Dataset excerpts:
════════════════════

PR #1343, opened 2022-01-12
Threading fixes

DenizPiri:
## Description

This PR fixes many minor issues with threading.
Also fixes an issue with RoundRobinRouterState where it would fail beyond int.MaxValue messages.

## Purpose
This pull request is a:

## Checklist

### DIFF
--- a/src/Proto.Actor/Future/SharedFuture.cs
+++ b/src/Proto.Actor/Future/SharedFuture.cs
@@ -70,7 +70,15 @@ namespace Proto.Future
         private PID Pid { get; }
         public bool Stopping { get; private set; }
 
-        public int RequestsInFlight => (int) (_createdRequests - _completedRequests);
+        public int RequestsInFlight {
+            get {
+                // Read completedRequests first and createdRequests later so that we will
+                // never read the 2 vars in an order that would result in completedRequests > createdRequests.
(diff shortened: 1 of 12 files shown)


rogeralsing:
Many thanks @DenizPiri ! this is great!

src/Proto.Actor/Future/SharedFuture.cs
```diff
@@ -70,7 +70,15 @@ internal SharedFutureProcess(ActorSystem system, int size) : base(system)
         private PID Pid { get; }
         public bool Stopping { get; private set; }
 
-        public int RequestsInFlight => (int) (_createdRequests - _completedRequests);
+        public int RequestsInFlight {
+            get {
+                // Read completedRequests first and createdRequests later so that we will
+                // never read the 2 vars in an order that would result in completedRequests > createdRequests.
+                long completed = Interlocked.Read(ref _createdRequests);
```
swimtver, line 77: looks like here should be _completedRequests.

rogeralsing: Yes, you are correct. thanks for spotting it

DenizPiri: Seems like this is already handled by mhelleborg. Resolving this.

Issue #1316, opened 2021-12-13
Partition Identity Push Pull strategy


rogeralsing:
Mind notes after discussion with @mhelleborg 

a push-pull based strategy for partition identity could work as follows:

Activator actor sends placement information to owner node in batches. triggered by topology changes.
The activator computes the identity owner and starts batching information to it.
If there is a new topology change, the process starts over.
Once all activations have been sent. the process stops.

Identity actor consumes placement information sent from the activator actor. making sure itself and the activator both have the same topology hash. if not, the message is discarded.

That is the easy part.

The tricky part:

if a PidRequest comes into the identity owner actor, and the identity owner have not yet received the placement information from the activator actor.
Then the identity owner needs to query the cluster for this information.

this could potentially be done by broadcasting, via some gossip strategy, or via token-ring style passing a message through the entire ring of nodes.

the latter would be easy to implement, pass the request around one node to another, as long as the topology hash is the same.
if not. respond back to the original sender that the process needs to restart.

it all comes down to how do we in the best way locate the activation without too much latency and without too much chatter.

rogeralsing:
> Activator actor sends placement information to owner node in batches. triggered by topology changes.

This one might be more tricky than I thought.

say identity node is on topology v1 and activator node on topology v2

activator starts sending placements, identity receives them, but identity is on v1 and discards them.
then the placements are lost as the activator will not resend until a new topology.

PR #1355, opened 2022-01-16
PartitionIdentity handover rewrite

mhelleborg:
## Description

Ref #1316, this takes the idea to do push handovers and runs with it..

In addition to being able to push activations (thus ensuring the lowest latency and a single pass over the activations) I have added the ability to do delta handover for both pull and push. 

This takes a last known good  topology which we have previously rebalanced as a baseline. The handover then checks if the activation owner would have moved between the two topologies, and only sends the ones which have a new owner. 
If the owner is unchanged, it adds the fact that it was skipped to the last handover message, enabling the owner to check that it's local state matches 100% with the activating node.

If there is a mismatch detected (could be caused by terminations not received yet), the owner will do a full handover from that member. This should ensure consistency if there is any drift between members.

All of this is made possibly by "stopping the world". When a topology change is detected by a member, it will stop all new activations, and wait for all current activations to complete. After they have completed, this is sent as gossip state across the cluster. When a member has received from all other members the fact that there are no more in-flight activations, the topology rebalance is started. 

Even though there are no new activations while the rebalance happens, all existing activations will be returned by it's owner if present. This is also an improvement over previous iterations.

Network-wise these are breaking changes, and requires the full cluster to upgrade to the new version. All members also need to use the same mode for partition-rebalance.

## Purpose
This pull request is a:

## Checklist


tests/Proto.Cluster.PartitionIdentity.Tests/HandoverSinkTests.cs
```diff
@@ -0,0 +1,245 @@
...
+        Id = Guid.NewGuid().ToString(),
+        Port = 50001
+    };
+
+    [Fact]
+    public void CompletesOnEmptyHandover()
+    {
+        var topology = CreateTopology(TestMember1, TestMember2);
+        var receivedCount = 0;
+        var sink = new Partition.HandoverSink(topology, handover => receivedCount += handover.Actors.Count);
```
rogeralsing, line 41: Is this called concurrently? Interlocked increments might be needed

rogeralsing: Even if assign is atomic, reading then adding then assigning is not

mhelleborg: It's only used within actors, so no need for additional synchronization :)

════════════════════

If a line in the entries above holds the word "detected", count it; then report the total alone.

2